Exercise directions: What you need to produce is the complete listing, repeated exactly.

Dataset extract:
========================================

PR #7129, opened 2024-07-31
Fixes the ingestion of physical messages containing multiple logical messages

lailabougria:
_related to https://github.com/Particular/ServiceControl/issues/4333_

========================================

Solution to this problem:
PR #7129, opened 2024-07-31
Fixes the ingestion of physical messages containing multiple logical messages

lailabougria:
_related to https://github.com/Particular/ServiceControl/issues/4333_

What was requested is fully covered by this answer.